- _Information shown_:
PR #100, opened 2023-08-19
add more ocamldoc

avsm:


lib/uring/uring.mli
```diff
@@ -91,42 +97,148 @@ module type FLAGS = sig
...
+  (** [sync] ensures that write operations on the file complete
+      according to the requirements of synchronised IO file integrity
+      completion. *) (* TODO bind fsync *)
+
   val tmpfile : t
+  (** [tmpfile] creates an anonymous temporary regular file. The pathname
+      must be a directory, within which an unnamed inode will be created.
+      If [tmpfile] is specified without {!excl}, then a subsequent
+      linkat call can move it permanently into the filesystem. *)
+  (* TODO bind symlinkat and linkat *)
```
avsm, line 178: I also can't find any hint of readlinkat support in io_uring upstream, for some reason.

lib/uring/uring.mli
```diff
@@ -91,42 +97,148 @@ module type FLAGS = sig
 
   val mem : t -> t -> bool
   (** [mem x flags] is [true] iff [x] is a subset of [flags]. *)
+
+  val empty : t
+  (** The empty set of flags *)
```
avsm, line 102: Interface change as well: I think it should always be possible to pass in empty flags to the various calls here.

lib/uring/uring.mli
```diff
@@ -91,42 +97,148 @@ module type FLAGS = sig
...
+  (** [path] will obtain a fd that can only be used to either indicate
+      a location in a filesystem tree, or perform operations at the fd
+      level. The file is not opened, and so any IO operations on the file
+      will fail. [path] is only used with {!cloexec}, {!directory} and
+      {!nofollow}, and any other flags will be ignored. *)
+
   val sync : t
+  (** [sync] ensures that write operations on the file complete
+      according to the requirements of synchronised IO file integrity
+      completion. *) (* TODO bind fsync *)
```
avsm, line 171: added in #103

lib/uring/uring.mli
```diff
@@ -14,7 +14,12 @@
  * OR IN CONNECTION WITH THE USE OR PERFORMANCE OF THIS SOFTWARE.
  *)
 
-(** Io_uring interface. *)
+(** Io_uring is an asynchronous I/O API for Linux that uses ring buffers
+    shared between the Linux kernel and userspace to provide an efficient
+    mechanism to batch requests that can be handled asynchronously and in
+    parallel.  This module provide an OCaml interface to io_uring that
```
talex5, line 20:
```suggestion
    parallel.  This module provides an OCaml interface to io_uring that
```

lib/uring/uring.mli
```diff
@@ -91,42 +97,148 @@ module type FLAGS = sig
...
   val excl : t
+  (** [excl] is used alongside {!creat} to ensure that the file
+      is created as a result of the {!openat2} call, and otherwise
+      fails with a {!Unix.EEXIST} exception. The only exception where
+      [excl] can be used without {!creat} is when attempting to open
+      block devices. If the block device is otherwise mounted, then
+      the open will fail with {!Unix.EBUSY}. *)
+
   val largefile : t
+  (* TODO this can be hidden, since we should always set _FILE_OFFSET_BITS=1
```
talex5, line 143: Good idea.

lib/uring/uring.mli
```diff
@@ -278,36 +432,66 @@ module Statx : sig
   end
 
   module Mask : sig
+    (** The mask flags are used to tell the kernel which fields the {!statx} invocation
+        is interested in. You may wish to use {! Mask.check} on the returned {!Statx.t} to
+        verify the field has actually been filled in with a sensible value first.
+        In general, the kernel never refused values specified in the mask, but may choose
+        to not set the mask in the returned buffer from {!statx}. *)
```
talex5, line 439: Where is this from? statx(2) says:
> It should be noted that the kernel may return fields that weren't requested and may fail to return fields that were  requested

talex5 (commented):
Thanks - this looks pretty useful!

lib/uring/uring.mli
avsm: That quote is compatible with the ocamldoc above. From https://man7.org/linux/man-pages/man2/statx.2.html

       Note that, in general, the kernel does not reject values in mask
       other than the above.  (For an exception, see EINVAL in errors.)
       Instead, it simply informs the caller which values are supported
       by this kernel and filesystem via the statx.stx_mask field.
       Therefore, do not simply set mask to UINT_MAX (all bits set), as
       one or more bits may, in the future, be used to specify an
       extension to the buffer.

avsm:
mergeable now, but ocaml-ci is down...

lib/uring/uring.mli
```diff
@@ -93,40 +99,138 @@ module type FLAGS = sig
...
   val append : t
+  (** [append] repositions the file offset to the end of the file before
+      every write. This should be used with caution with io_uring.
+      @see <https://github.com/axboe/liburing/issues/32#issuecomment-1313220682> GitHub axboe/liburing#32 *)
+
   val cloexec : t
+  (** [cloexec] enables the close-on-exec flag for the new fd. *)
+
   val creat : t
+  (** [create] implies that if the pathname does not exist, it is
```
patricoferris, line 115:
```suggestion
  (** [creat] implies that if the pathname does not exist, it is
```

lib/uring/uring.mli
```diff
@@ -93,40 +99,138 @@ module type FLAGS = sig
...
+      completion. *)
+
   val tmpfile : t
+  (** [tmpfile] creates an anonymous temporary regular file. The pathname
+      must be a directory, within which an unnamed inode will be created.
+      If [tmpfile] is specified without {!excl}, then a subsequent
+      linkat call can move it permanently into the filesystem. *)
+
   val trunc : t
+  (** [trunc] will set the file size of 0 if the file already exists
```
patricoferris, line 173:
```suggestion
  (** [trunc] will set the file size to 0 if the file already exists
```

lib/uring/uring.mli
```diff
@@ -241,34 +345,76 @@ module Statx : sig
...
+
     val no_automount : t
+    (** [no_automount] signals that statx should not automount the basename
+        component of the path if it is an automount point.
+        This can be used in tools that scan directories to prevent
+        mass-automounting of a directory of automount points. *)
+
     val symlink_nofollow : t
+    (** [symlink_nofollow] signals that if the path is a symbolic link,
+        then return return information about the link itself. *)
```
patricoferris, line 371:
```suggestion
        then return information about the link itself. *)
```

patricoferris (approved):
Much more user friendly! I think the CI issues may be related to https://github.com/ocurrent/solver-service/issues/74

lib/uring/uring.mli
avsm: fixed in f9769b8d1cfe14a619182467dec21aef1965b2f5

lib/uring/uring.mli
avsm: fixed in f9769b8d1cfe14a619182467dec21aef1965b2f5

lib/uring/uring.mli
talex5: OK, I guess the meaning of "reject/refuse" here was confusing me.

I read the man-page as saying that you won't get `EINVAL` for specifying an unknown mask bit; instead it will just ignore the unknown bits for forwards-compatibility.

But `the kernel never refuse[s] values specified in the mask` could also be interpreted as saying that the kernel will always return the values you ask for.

---

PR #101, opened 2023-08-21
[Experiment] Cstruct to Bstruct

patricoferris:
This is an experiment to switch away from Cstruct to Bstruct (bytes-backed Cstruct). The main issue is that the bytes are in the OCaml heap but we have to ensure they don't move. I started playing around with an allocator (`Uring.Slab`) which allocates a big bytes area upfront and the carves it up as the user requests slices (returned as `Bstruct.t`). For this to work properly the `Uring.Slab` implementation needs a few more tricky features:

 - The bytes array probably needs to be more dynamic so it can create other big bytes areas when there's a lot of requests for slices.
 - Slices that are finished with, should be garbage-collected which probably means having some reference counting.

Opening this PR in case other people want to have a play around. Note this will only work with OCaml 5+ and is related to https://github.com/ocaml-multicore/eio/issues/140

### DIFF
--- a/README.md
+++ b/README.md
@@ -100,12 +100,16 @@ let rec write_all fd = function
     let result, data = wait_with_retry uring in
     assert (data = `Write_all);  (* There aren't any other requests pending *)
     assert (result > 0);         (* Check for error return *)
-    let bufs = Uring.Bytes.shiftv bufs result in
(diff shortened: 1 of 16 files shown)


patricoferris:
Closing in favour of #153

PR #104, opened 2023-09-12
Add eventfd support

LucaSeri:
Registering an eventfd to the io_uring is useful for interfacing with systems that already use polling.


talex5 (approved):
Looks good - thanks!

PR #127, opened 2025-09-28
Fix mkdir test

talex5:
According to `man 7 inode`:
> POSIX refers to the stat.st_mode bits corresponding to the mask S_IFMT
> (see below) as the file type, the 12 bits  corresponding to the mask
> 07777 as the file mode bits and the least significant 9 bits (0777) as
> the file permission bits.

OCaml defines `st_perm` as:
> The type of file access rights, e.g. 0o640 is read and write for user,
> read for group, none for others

...

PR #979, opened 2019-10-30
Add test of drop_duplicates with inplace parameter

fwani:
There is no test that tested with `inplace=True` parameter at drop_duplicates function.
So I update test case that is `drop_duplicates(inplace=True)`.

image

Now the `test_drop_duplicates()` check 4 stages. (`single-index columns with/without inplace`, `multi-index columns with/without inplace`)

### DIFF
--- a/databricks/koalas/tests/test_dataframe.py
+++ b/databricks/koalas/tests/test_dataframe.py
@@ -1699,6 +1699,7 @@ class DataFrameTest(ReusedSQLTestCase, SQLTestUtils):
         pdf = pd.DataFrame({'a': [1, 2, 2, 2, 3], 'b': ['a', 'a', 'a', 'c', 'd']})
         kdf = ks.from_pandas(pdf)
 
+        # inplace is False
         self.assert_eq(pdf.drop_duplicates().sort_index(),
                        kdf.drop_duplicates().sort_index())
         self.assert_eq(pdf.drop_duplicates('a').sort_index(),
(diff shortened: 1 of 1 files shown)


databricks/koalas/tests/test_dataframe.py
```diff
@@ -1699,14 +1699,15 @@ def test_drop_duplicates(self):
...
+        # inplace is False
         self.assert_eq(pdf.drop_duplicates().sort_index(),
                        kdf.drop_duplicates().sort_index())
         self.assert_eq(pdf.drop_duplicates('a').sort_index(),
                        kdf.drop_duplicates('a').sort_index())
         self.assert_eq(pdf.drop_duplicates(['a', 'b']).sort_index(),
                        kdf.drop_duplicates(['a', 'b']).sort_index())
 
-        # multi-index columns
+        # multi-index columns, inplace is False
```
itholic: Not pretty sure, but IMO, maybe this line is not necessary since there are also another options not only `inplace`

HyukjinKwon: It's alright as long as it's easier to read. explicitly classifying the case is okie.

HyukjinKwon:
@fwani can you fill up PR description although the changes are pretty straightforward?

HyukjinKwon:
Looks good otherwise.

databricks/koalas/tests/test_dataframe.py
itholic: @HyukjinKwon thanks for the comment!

- _The task_: Which of the lines above include the word "fields"? List those lines.

- _Problem solution_:
+    (** The mask flags are used to tell the kernel which fields the {!statx} invocation
> It should be noted that the kernel may return fields that weren't requested and may fail to return fields that were  requested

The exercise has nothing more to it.